Desde el utilitarismo, habría que establecer el balance de beneficiados y perjudicados por la decisión de indultar a los condenados. Ello requería algún tipo de referéndum del que poder extraer la métrica adecuada. Lo que no estaría exento de dificultades. Desde el libertarianismo, seguramente tendríamos un criterio contundente de defensa extrema de la libertad de los promotores de los hechos por los que resultaron condenados, y sus seguidores, incluso evocadora de la lucha de los libertadores coloniales de todo signo. Defensa que convendría establecer contra el posible daño a la libertad de quienes se oponen a la independencia, incluso dentro de la «sociedad catalana» en un contexto que no tiene nada que ver con el colonialismo, claro.
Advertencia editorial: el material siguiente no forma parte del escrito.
PR #1405, opened 2026-06-24
Fix WebP library dependencies for CesiumImage and CesiumGltfReader

timoore:
CesiumImage should depend directly on WebP, while CesiumGltfReader does not anymore. If not, programs that use CesiumImage directly, without CesiumGltfReader, won't link.


j9liu (approved):
Thanks @timoore for the fix!

PR #8863, opened 2018-12-06
Scala 2.12.8

mkurz:

PR #8906, opened 2019-01-01
Scala 2.12.8 and latest sbt

mkurz:
I missed that one in #8863 

Also is there a reason why we don't use latest sbt when running sbt tests for 1.x?
1.2.8 was just released:
https://developer.lightbend.com/blog/2018-12-30-sbt-1-2-8/


mkurz:
Backported to 2.7.x 166aab9c793a0a6763559adf21405bd77f1bb549

Issue #8895, opened 2018-12-18
RequestBuilder.bodyMultipart(...) creates wrong body type


mkurz:
Create a request via `new RequestBuilder().bodyMultipart(...).build()`. Now try to retrieve the multipart form data from this request via `request.body().asMultipartFormData()`.

It will not work :sob:

Why? Because the body created by the `RequestBuilder` is an instance of `play.mvc.Http.RawBuffer`:
https://github.com/playframework/playframework/blob/5f5f5395faa98322e1b376025ca13b74e8ac7e0f/framework/src/play/src/main/java/play/mvc/Http.java#L1333

https://github.com/playframework/playframework/blob/5f5f5395faa98322e1b376025ca13b74e8ac7e0f/framework/src/play/src/main/scala/play/core/j/JavaParsers.scala#L41-L49

`body().asMultipartFormData()` however returns the data by casting the body to `MultipartFormData` but of course only *if the body is an instance of this type* (which `RawBuffer` obviously isn't):
https://github.com/playframework/playframework/blob/5f5f5395faa98322e1b376025ca13b74e8ac7e0f/framework/src/play/src/main/java/play/mvc/Http.java#L2039-L2041

https://github.com/playframework/playframework/blob/5f5f5395faa98322e1b376025ca13b74e8ac7e0f/framework/src/play/src/main/java/play/mvc/Http.java#L2176-L2182

PR #8913, opened 2019-01-07
Add FilePart.fileSize

mkurz:
When parsing a `multipart/form-data` file we already know how many bytes are processed, meaning we can provide that information via `FilePart.fileSize`/`FilePart.getFileSize()`.

* **First:**
This allows us to add a `bodyMultipart(...)` method to the Java `RequestBuilder` which *really* saves a `MultipartFormData` instance - not like the existing `RequestBuilder.bodyMultipart(...)` method that actually saves a `RawBuffer` - see #8895. (I will open a PR to rename the existing method because I think its current name is confusing). That is good for testing (e.g. when using `request.body().asMultipartFormData()`, like it's done in Java Forms).
That wasn't possible before because saving a `MultipartFormData` instance via the `RequestBuilder` caused an exception [here](https://github.com/playframework/playframework/blob/c9f3d7493bee45cc200f71422b390fbbb3e922f3/framework/src/play/src/main/java/play/mvc/Http.java#L1233): `asBytes()` would return `null` for a `MultipartFormData` instance. Have a look [at this comment](https://github.com/playframework/playframework/blob/c9f3d7493bee45cc200f71422b390fbbb3e922f3/framework/src/play/src/main/java/play/mvc/Http.java#L2118-L2119) - there were concerns regarding memory when turning `MultipartFormData` in a `ByteString`.
However if we have `FilePart.fileSize` we can easily calculate the content size of a `MultipartFormData` instance without hitting any memory issues.

* **Second:**
Further this allows us to add form validators like e.g. `@MinFileSize(...)` and `@MaxFileSize(...)` which can just access `filePart.getFileSize()` insteading of hitting the harddisk (again) with e.g. `Files.size(...)` - performance-wise this isn't a bad thing I think.

This pull request is not breaking any existing apps. However if you decide to use `FilePart.fileSize`/`FilePart.getFileSize()` **and** you use a custom body parser for the file upload, you also have to set the filesize in that body parser yourself, otherwise it will be `-1` by default. See the migration notes I added.
Why `-1` by default? Why not make it a requirement to set the value? Because `FilePart` is also used when sending a WS request and there it does not make sense to set that value (see second commit).

### DIFF
--- a/documentation/manual/releases/release27/migration27/Migration27.md
+++ b/documentation/manual/releases/release27/migration27/Migration27.md
@@ -89,6 +89,14 @@ Other methods that were added to improve Java API:
 
 The API for body parser was mixing `Integer` and `Long` to define buffer lengths which could lead to overflow of values. The configuration is now uniformed to use `Long`. It means that if you are depending on `play.api.mvc.PlayBodyParsers.DefaultMaxTextLength` for example, you then need to use a `Long`. As such, `play.api.http.ParserConfiguration.maxMemoryBuffer` is now a `Long` too.
 
+### Pass size of uploaded file to `FilePart` when using a custom body parser
+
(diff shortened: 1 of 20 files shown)


renatocaval:
Seems that Travis was hanging. Waiting for build...

PR #8914, opened 2019-01-07
Upgrade HikariCP and jackson

mkurz:


renatocaval:
Backported to 2.7.x (46440907e)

No parece aconsejable basarse en las anteriores filosofías políticas para dirimir esta cuestión. ¿Cómo, entonces, hacer emerger leyes adecuadas que nos demos a nosotros mismos, basadas en la razón, o criterios para favorecer más a los menos favorecidos en la distribución de la representatividad política del Estado? Es cierto que no hemos avanzado mucho en la formulación de «leyes adecuadas», pero nuestro Estado de las Autonomías lleva cuatro décadas tratando desproporcionadamente bien (aunque esto se discutirá, sin duda) a las comunidades autónomas forales y… a Cataluña.

Por cierto, el mayor bien para la mayoría (utilitarismo) ¿sería una forma de concordia? ¿O sería mayor concordia el respeto a las leyes, la renuncia a intentos unilaterales, algún tipo de arrepentimiento por haber llevado estas a cabo y la búsqueda esforzada de soluciones concertadas?